We analyzed the association between ATIC and the clinicopathological characteristics of liver cancer patients. As shown in Table 2, it was observed that ATIC expression was associated with lymph node invasion (P = 0.048) and prognosis (Fig. S1). However, the expression of ATIC was independent of age (P = 0.393), gender (P = 0.760) and portal vein tumor thrombosis (PVTT, P = 0.405) (Table 2). We also analyzed the relative risk of ATIC in the prognosis of liver cancer. The results of Cox regression analysis showed that, compared with low-expressing liver cancer patients, high ATIC expression was closely related to the poor prognosis of liver cancer patients (P = 0.002).

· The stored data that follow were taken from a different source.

PR #1087, opened 2017-09-19
[RTM] Minimum password length enhancement

daniel-nemeth:
Check the minimum password length first from DCA 'eval' value, if it does not exists use the value from Config as fallback.

### DIFF
--- a/src/Resources/contao/forms/FormPassword.php
+++ b/src/Resources/contao/forms/FormPassword.php
@@ -125,7 +125,7 @@ class FormPassword extends \Widget
 		}
 
 		// Check password length either from DCA or use Config as fallback (#1087)
-		$intLength = ($this->minlength > 0) ? $this->minlength : \Config::get('minPasswordLength');
+		$intLength = $this->minlength ?: \Config::get('minPasswordLength');
 
 		if (Utf8::strlen($varInput) < $intLength)
 		{
--- a/src/Resources/contao/forms/FormPassword.php
+++ b/src/Resources/contao/forms/FormPassword.php
@@ -124,9 +124,12 @@ class FormPassword extends \Widget
 			return '';
 		}
 
-		if (Utf8::strlen($varInput) < \Config::get('minPasswordLength'))
+		// Check password length either from DCA or use Config as fallback (#1087)
+		$intLength = ($this->minlength > 0) ? $this->minlength : \Config::get('minPasswordLength');
+
+		if (Utf8::strlen($varInput) < $intLength)
 		{
-			$this->addError(sprintf($GLOBALS['TL_LANG']['ERR']['passwordLength'], \Config::get('minPasswordLength')));
+			$this->addError(sprintf($GLOBALS['TL_LANG']['ERR']['passwordLength'], $intLength));
 		}
 
 		if ($varInput != $this->getPost($this->strName . '_confirm'))
--- a/src/Resources/contao/widgets/Password.php
+++ b/src/Resources/contao/widgets/Password.php
@@ -114,9 +114,12 @@ class Password extends \Widget
 			return '*****';
 		}
 
-		if (Utf8::strlen($varInput) < \Config::get('minPasswordLength'))
+		// Check password length either from DCA or use Config as fallback (#1086)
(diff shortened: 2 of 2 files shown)


src/Resources/contao/widgets/Password.php
```diff
@@ -114,9 +114,12 @@ protected function validator($varInput)
 			return '*****';
 		}
 
-		if (Utf8::strlen($varInput) < \Config::get('minPasswordLength'))
+		// Check password length either from DCA or use Config as fallback (#1086)
+		$intLength = ($this->arrConfiguration['minlength'] > 0) ? $this->arrConfiguration['minlength'] : \Config::get('minPasswordLength');
```
Toflar: You can skip the `$this->arrConfiguration` array and just use `$this->minlength`, it will use the magic `__get()` method. Not saying this is better but we have to make sure it's in line with all the other widgets :) 
Otherwise this looks good to me, it's nice to see more developers trying to contribute! Excellent!

daniel-nemeth: You are right, thanks!

Toflar:
Any reason why `BackendPassword` should not get the same feature? :)

daniel-nemeth:
You mean FormPassword.php ?

Toflar:
Yes, of course. Sorry.

bytehead:
> Any reason why BackendPassword should not get the same feature? :)

Yes, IMHO it's not very clever to have the ability that allows you backend passwords shorter than 8 characters.

Toflar:
This PR is about using the widget independently from the system configuration (which makes sense in many ways). We're not the once to decide upon the minimum length of passwords (and it was configurable anyway so...).

bytehead:
I don't know, why `BackendPassword` should be independent from system configuration.

Toflar:
Example: I build my extension that allows to set a new password for some third party service which requires 16 characters?

bytehead:
It's only about the minimum length.

daniel-nemeth:
In the frontend and backend widget we have a DCA eval value to use for the check, but where do we define the minlength for `BackendPassword`?

aschempp:
This is a new feature so it should be Contao 4.5 (develop branch). Otherwise I'm fine with the change, but it should be in all widgets. `BackendPassword` is a widget as well, so it works exactly the same.

aschempp:
oh well… `BackendPassword` is probably the Controller? That should not be changed, both widgets are already included in this PR.

daniel-nemeth:
`BackendPassword` has currently no other configuration as the `Config`. So it's is enough to adjust both widgets I guess.

> Yes, IMHO it's not very clever to have the ability that allows you having backend passwords shorter than 8 characters.

So this discussion is then clear too.

src/Resources/contao/forms/FormPassword.php
```diff
@@ -124,9 +124,12 @@ protected function validator($varInput)
 			return '';
 		}
 
-		if (Utf8::strlen($varInput) < \Config::get('minPasswordLength'))
+		// Check password length either from DCA or use Config as fallback (#1087)
+		$intLength = ($this->minlength > 0) ? $this->minlength : \Config::get('minPasswordLength');
```
leofeyer: This can be simplified to `$intLength = $this->minlength ?: \Config::get('minPasswordLength');`

src/Resources/contao/widgets/Password.php
```diff
@@ -114,9 +114,12 @@ protected function validator($varInput)
 			return '*****';
 		}
 
-		if (Utf8::strlen($varInput) < \Config::get('minPasswordLength'))
+		// Check password length either from DCA or use Config as fallback (#1086)
+		$intLength = ($this->minlength > 0) ? $this->minlength : \Config::get('minPasswordLength');
```
leofeyer: This can be simplified to `$intLength = $this->minlength ?: \Config::get('minPasswordLength');`

leofeyer:
Thank you @daniel-nemeth.

daniel-nemeth:
You‘re welcome, and sorry, I didn‘t noticed the request for simplifing the password check since our new mail client blocked github mails.

Thanks for merging!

Multivariate Cox regression analysis further confirmed that the expression of ATIC was significantly correlated with the prognosis of liver cancer (P = 0.006) (Table 3).
Table 1
Correlation between risk score and clinicopathologic characteristics of patients from TCGA and ICGC database.
characteristics | TCGA cohort | ICGC cohort |
| High risk | Low risk | χ² | High risk | Low risk | χ² |
No. of patients | 182 | 183 | | 115 | 116 | |
Age | | | 0.120 | | | 0.061 |
≥ 65 y | 67 | 82 | | 81 | 68 | |
༜65y | 115 | 101 | | 34 | 48 | |
gender | | | 0.882 | | | 0.480 |
Male | 122 | 124 | | 87 | 83 | |
Female | 60 | 59 | | 28 | 33 | |
Stage | | | 0.010 | | | 0.006 |
I | 69 | 101 | | 13 | 23 | |
II | 48 | 36 | | 45 | 60 | |
III | 51 | 32 | | 43 | 28 | |
IV | 1 | 3 | | 14 | 5 | |
Unknown | 13 | 11 | | 0 | 0 | |
T | | | 0.004 | | | |
T1 | 74 | 106 | | NA | NA | |
T2 | 54 | 37 | | NA | NA | |
T3 | 45 | 33 | | NA | NA | |
T4 | 9 | 4 | | NA | NA | |
Unknown | 0 | 3 | | NA | NA | |
N | | | 0.615 | | | |
N0 | 128 | 120 | | NA | NA | |
N1 | 2 | 2 | | NA | NA | |
Unknown | 52 | 61 | | NA | NA | |
M | | | 0.712 | | | |
M0 | 134 | 129 | | NA | NA | |
M1 | 1 | 2 | | NA | NA | |
Unknown | 47 | 52 | | NA | NA | |
Grade | | | < 0.001 | | | |
Grade 1 | 17 | 38 | | NA | NA | |
Grade 2 | 77 | 98 | | NA | NA | |
Grade 3 | 76 | 42 | | NA | NA | |
Grade 4 | 10 | 2 | | NA | NA | |
Unknown | 2 | 3 | | NA | NA | |
Table 2
Correlation between ATIC expression and clinicopathologic characteristics of liver cancer patients
Characteristics | ATIC | P/χ2 value |
Low | High |
Age(y) | 62.12 ± 10.667 | 59.77 ± 8.887 | 0.393 |
Gender | | | 0.760 |
Male | 19 | 18 | |
Female | 7 | 8 | |
HBV infection | | | 0.734 |
Yes | 21 | 20 | |
No | 5 | 6 | |
AFP | | | 0.780 |
≥ 400 | 15 | 14 | |
< 400 | 11 | 12 | |
Tumor diameter (cm) | 3.819 ± 1.828 | 4.735 ± 1.617 | 0.062 |
TNM classification | | | 0.061 |
I | 2 | 0 | |
II | 13 | 7 | |
III | 8 | 13 | |
IV | 3 | 6 | |
PVTT | | | 0.405 |
Yes | 12 | 15 | |
No | 14 | 11 | |
Lymphatic invasion | | | 0.048 |
Yes | 7 | 14 | |
No | 19 | 12 | |
PVTT, Portal vein tumor thrombosis;HBV, hepatitis B virus; AFP, Alpha-fetoprotein. |
Table 3
Univariate and multivariate Cox-regression analysis of various prognostic parameters in patients with liver cancer
| Univariate analysis | Multivariate analysis |
| P | HR | 95% CI | P | HR | 95% CI |
TNM classification | < 0.001 | 7.021 | 3.686–13.372 | 0.001 | 4.407 | 1.870-10.383 |
Tumor diameter | 0.003 | 1.386 | 1.115–1.721 | | | |
PVTT | 0.001 | 4.286 | 1.798–10.217 | 0.006 | 5.969 | 1.686–21.128 |
AFP | 0.001 | 5.048 | 1.990-12.807 | 0.029 | 4.297 | 1.157–15.967 |
ATIC | 0.002 | 1.593 | 1.186–2.139 | 0.006 | 2.099 | 1.243–3.544 |
HR, Hazard ratio; CI, confidence interval. |
We used HepG2 and Huh7 cell lines for the next experiment. After transfection, the mRNA and protein expression levels of ATIC were significantly decreased (Fig. 4F). The results of westernblot are consistent with the results of PCR, showing that ATIC is highly expressed in liver cancer tissues (Fig. 4G) and liver cancer cell lines(Fig. 4H). siRNA not only reduced the mRNA level of ATIC, but also reduced the protein level (Fig. 4I).